**Directions for this task**
Reproduce the entries below in full, word for word.
-- Exercise data follows --
Issue #705, opened 2019-06-17
Infection fails with "Allowed memory size ... exhausted" for a project with a really big coverage


maks-rafalko:
| Question    | Answer
| ------------| ---------------
| Infection version | 0.13.2
| Test Framework version | PHPUnit
| PHP version | 7.2
| Github Repo | https://github.com/vimeo/psalm 

Extracted from https://twitter.com/sorsoup/status/1140021198765658118

> Infection seems to be crashing when I try to run it to check the test suite of Psalm - output at (link: https://circleci.com/gh/bdsl/psalm/232) circleci.com/gh/bdsl/psalm/…
> 
> Don't know if I'm doing anything wrong.

Command line:

```bash
php -d memory_limit=12G ~/sites/infection/bin/infection --coverage=build/phpunit --only-covered --threads=4
```

Output:

```bash
     ____      ____          __  _
    /  _/___  / __/__  _____/ /_(_)___  ____
    / // __ \/ /_/ _ \/ ___/ __/ / __ \/ __ \
  _/ // / / / __/  __/ /__/ /_/ / /_/ / / / /
 /___/_/ /_/_/  \___/\___/\__/_/\____/_/ /_/

Running initial test suite...

PHPUnit version: 7.5.12

    1 [============================] < 1 sec

Generate mutants...

Processing source code files:   0/543

PHP Fatal error:  Allowed memory size of 268435456 bytes exhausted (tried to allocate 20480 bytes) in /infection/src/TestFramework/PhpUnit/Coverage/CoverageXmlParser.php on line 170
```

So it fails with when the coverage data is being accumulated in the following lines of the code (depending on how much `memory_limit` is set

* on [`src/TestFramework/PhpUnit/Coverage/CoverageXmlParser.php:170`](https://github.com/infection/infection/blob/b9ebc49f2b5fd923b848a2ea035f90577d02bc5c/src/TestFramework/PhpUnit/Coverage/CoverageXmlParser.php#L170)
* on [`src/TestFramework/Coverage/CodeCoverageData.php:220`](https://github.com/infection/infection/blob/b9ebc49f2b5fd923b848a2ea035f90577d02bc5c/src/TestFramework/Coverage/CodeCoverageData.php#L220)

[...]

PR #708, opened 2019-06-18
Reduce memory usage for Coverage Data

maks-rafalko:
This PR:

- [x] Reduces memory usage when Coverage Data is being collected
- [x] Covered by tests

Partially fixes issues from https://github.com/infection/infection/issues/705. At least I now able to run Infection for Psalm locally with `memory_limit=12G` :D


sanmai:
PHP is very liberal with copying a whole array if you happen to change a single value, or if you wish to pass it around from function to function.

One way is to use references, but that's very troublesome and requires a great care. Another way is to wrap a big array with an object, and access this object's property instead.

src/TestFramework/Coverage/CodeCoverageData.php
```diff
@@ -200,23 +200,21 @@ private function getCoverage(): array
...
+            $this->addTestExecutionInfo($coverage);
 
             $this->coverage = $coverage;
         }
 
         return $this->coverage;
     }
 
-    private function addTestExecutionInfo(array $coverage): array
+    private function addTestExecutionInfo(array &$coverage): void
```
theofidry: Might be good to add a comment here to explain why we passed it by reference

maks-rafalko:
> Another way is to wrap a big array with an object, and access this object's property instead.

done in https://github.com/infection/infection/pull/710

Thank you @theofidry & @sanmai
-- Exercise data concluded --
**Task output**
Issue #705, opened 2019-06-17
Infection fails with "Allowed memory size ... exhausted" for a project with a really big coverage


maks-rafalko:
| Question    | Answer
| ------------| ---------------
| Infection version | 0.13.2
| Test Framework version | PHPUnit
| PHP version | 7.2
| Github Repo | https://github.com/vimeo/psalm 

Extracted from https://twitter.com/sorsoup/status/1140021198765658118

> Infection seems to be crashing when I try to run it to check the test suite of Psalm - output at (link: https://circleci.com/gh/bdsl/psalm/232) circleci.com/gh/bdsl/psalm/…
> 
> Don't know if I'm doing anything wrong.

Command line:

```bash
php -d memory_limit=12G ~/sites/infection/bin/infection --coverage=build/phpunit --only-covered --threads=4
```

Output:

```bash
     ____      ____          __  _
    /  _/___  / __/__  _____/ /_(_)___  ____
    / // __ \/ /_/ _ \/ ___/ __/ / __ \/ __ \
  _/ // / / / __/  __/ /__/ /_/ / /_/ / / / /
 /___/_/ /_/_/  \___/\___/\__/_/\____/_/ /_/

Running initial test suite...

PHPUnit version: 7.5.12

    1 [============================] < 1 sec

Generate mutants...

Processing source code files:   0/543

PHP Fatal error:  Allowed memory size of 268435456 bytes exhausted (tried to allocate 20480 bytes) in /infection/src/TestFramework/PhpUnit/Coverage/CoverageXmlParser.php on line 170
```

So it fails with when the coverage data is being accumulated in the following lines of the code (depending on how much `memory_limit` is set

* on [`src/TestFramework/PhpUnit/Coverage/CoverageXmlParser.php:170`](https://github.com/infection/infection/blob/b9ebc49f2b5fd923b848a2ea035f90577d02bc5c/src/TestFramework/PhpUnit/Coverage/CoverageXmlParser.php#L170)
* on [`src/TestFramework/Coverage/CodeCoverageData.php:220`](https://github.com/infection/infection/blob/b9ebc49f2b5fd923b848a2ea035f90577d02bc5c/src/TestFramework/Coverage/CodeCoverageData.php#L220)

[...]

PR #708, opened 2019-06-18
Reduce memory usage for Coverage Data

maks-rafalko:
This PR:

- [x] Reduces memory usage when Coverage Data is being collected
- [x] Covered by tests

Partially fixes issues from https://github.com/infection/infection/issues/705. At least I now able to run Infection for Psalm locally with `memory_limit=12G` :D


sanmai:
PHP is very liberal with copying a whole array if you happen to change a single value, or if you wish to pass it around from function to function.

One way is to use references, but that's very troublesome and requires a great care. Another way is to wrap a big array with an object, and access this object's property instead.

src/TestFramework/Coverage/CodeCoverageData.php
```diff
@@ -200,23 +200,21 @@ private function getCoverage(): array
...
+            $this->addTestExecutionInfo($coverage);
 
             $this->coverage = $coverage;
         }
 
         return $this->coverage;
     }
 
-    private function addTestExecutionInfo(array $coverage): array
+    private function addTestExecutionInfo(array &$coverage): void
```
theofidry: Might be good to add a comment here to explain why we passed it by reference

maks-rafalko:
> Another way is to wrap a big array with an object, and access this object's property instead.

done in https://github.com/infection/infection/pull/710

Thank you @theofidry & @sanmai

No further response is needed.